What to work on ->
If a line in the data below holds the word "above", copy it.

Recorded information ->

PR #724, opened 2026-09-15
Management interface support

mthurstocisco:
Just as above


plugins/modules/dcnm_interface.py
```diff
@@ -970,6 +970,47 @@
...
+          or removed during 'deleted' and 'overridden' states.
+        - This profile requires NDFC/DCNM 12 or above, since it uses the 'int_mgmt' policy.
+        suboptions:
+          mode:
+            description:
+            - Interface mode
+            choices: ['mgmt']
+            type: str
+            required: true
+          cmds:
```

Output of the task ->
Just as above
+        - This profile requires NDFC/DCNM 12 or above, since it uses the 'int_mgmt' policy.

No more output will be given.